Wacek Kusnierczyk Waclaw.Marcin.Kusnierczyk at
Sat Oct 11 05:50:48 PDT 2008

Erick Antezana wrote:
> Hi Rachael,
>  how does he/she defines "semantic similarity of two genes"?  We have
> been working on something we named 'semantic comparative analysis'
> based on the GOA annotations to support hypotheses generation within a
> Semantic Systems Biology approach. With the system we're building,
> BioGateway [1], it is possible to retrieve proteins sharing similar
> "semantic treats" (=annotations) such as the same or compatible
> localizations, processes in which they participate or functions so
> that a hypothesis about any of those features could be proposed. For
> instance, the following query, retrieves the proteins sharing the same
> function (GO_0016505 = apoptotic protease activator activity), process
> (GO_0006915 = apoptosis) and location (GO_0005737= cytoplasm):
> BASE   <>
> PREFIX rdfs:<>
> PREFIX ssb:<>
> SELECT ?organism ?protein_name ?uniprot_id
> GRAPH ?organism {
>   ?uniprot_id ssb:has_function      ssb:GO_0016505 .
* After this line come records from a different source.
PR #2334, opened 2022-06-27
Add note about "timestamp" in ambiguity.md

sffc:


docs/ambiguity.md
```diff
@@ -28,6 +28,8 @@ Temporal has two types that store exact time: `Temporal.Instant` (which only sto
...
 For example, `Temporal.Instant` (an exact-time type) can be constructed using only a `BigInt` value of nanoseconds since epoch.
 
+Another term developers often encounter is "timestamp". This most often refers to an exact time represented by the number of seconds since Unix epoch. Temporal avoids using this terminology, however, because of historical ambiguity surrounding the term "timestamp". For example, many databases have a type called `TIMESTAMP`, but its meaning varies: in [MySQL](https://dev.mysql.com/doc/refman/8.0/en/datetime.html), it is an exact time; in [Oracle Database](https://docs.oracle.com/cd/B19306_01/server.102/b14225/ch4datetime.htm#i1006050), it is the number of seconds since the *wall-clock time* January 1, 1970 (a quantity one might call a "local timestamp"); and in [Microsoft SQL Server](https://docs.microsoft.com/en-us/answers/questions/238819/purpose-to-use-timestamp-datatype-in-sql-server.html), it is a monotonically increasing value unrelated to date and time.
```
justingrant, line 31: This looks great. Good content about different databases.  I'd only suggest to split one sentence per line to make future diffs easier.

```suggestion
Another term developers often encounter is "timestamp".
This most often refers to an exact time represented by the number of seconds since Unix epoch.
Temporal avoids using this terminology, however, because of historical ambiguity surrounding the term "timestamp".
For example, many databases have a type called `TIMESTAMP`, but its meaning varies: in [MySQL](https://dev.mysql.com/doc/refman/8.0/en/datetime.html), it is an exact time; in [Oracle Database](https://docs.oracle.com/cd/B19306_01/server.102/b14225/ch4datetime.htm#i1006050), it is the number of seconds since the *wall-clock time* January 1, 1970 (a quantity one might call a "local timestamp"); and in [Microsoft SQL Server](https://docs.microsoft.com/en-us/answers/questions/238819/purpose-to-use-timestamp-datatype-in-sql-server.html), it is a monotonically increasing value unrelated to date and time.
```

justingrant (approved):

ptomato (approved):

PR #2337, opened 2022-07-01
Editorial: Improve the "NotAmbiguous" grammar

gibson042:
This is an extraction of the initial editorial commits from #2284.


ptomato (approved):
Thanks!

PR #2340, opened 2022-07-05
Polyfill: Update PrepareTemporalFields to match the spec.

Ms2ger:


ptomato:
Seems reasonable; what's the reason it's marked as a draft? Is it the TODO comment about using MergeLists?

Ms2ger:
> I noticed this PR does add some TODO notes, are you planning to tack more commits on to resolve those, or are they coming in other PRs?

At some point if I have time to see if I can write tests that fail with the current implementation.

PR #2347, opened 2022-07-07
Fix typo and broken links

tars0x9752:
Fix broken links in `docs/ja` and a minor typo fix in `docs/zoneddatetime.md`.


docs/ja/README.md
```diff
@@ -224,7 +224,7 @@ date.daysInYear; // => 365
 
 ## 文字列による永続性
 
-すべての`Temporal`タイプは、永続性や相互運用性のために文字列による表現を持っています。各タイプと文字列表現の対応を以下に示します。Temporal で使用されている ISO 8601 や RFC 3339 に関する、より詳細な情報と標準化に向けた取り組みに関しては[ECMAScript 拡張の ISO-8601 と RFC 3339](./strings.md)を参照してください。
+すべての`Temporal`タイプは、永続性や相互運用性のために文字列による表現を持っています。各タイプと文字列表現の対応を以下に示します。Temporal で使用されている ISO 8601 や RFC 3339 に関する、より詳細な情報と標準化に向けた取り組みに関しては[ECMAScript 拡張の ISO-8601 と RFC 3339](./iso-string-ext.md)を参照してください。
```
tars0x9752, line 227: Perhaps this could be the `../string.md` which is the original English one. But I guess the translator intended to use `./iso-string-ext.md` here. In the context of the translation, `./iso-string-ext.md` seems to be fine to me. (I'm new to here so I'm not completely sure which one it should be though.)

ptomato: Either one is fine, I trust your judgement about what makes the most sense in this translation.

ptomato (approved):
Thanks!

docs/ja/README.md
tars0x9752: Ok, I just opened another PR #2353 to add a note to docs/ja about the latest content and leave the Japanese `./iso-string-ext.md` page as it is.

PR #2349, opened 2022-07-07
bump ecmarkup and fix typo caught thereby

bakkot:
This would also have caught the two typos in https://github.com/tc39/proposal-temporal/pull/2348 but @gibson042 was too quick.


ptomato (approved):
Thanks!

>   ?uniprot_id ssb:located_in         ssb:GO_0005737.
>   ?uniprot_id ssb:participates_in   ssb:GO_0006915.
>   ?uniprot_id rdfs:label                 ?protein_name.
> }
> FILTER (?organism != <GOA> && ?organism != <SSB>) .
> }
> The result shows 8 proteins with *similar* characteristics...

at the moment, it shows 6 protein identifiers.
what's interesting is the filter line: does biogateway consider GOA and
SSB organisms?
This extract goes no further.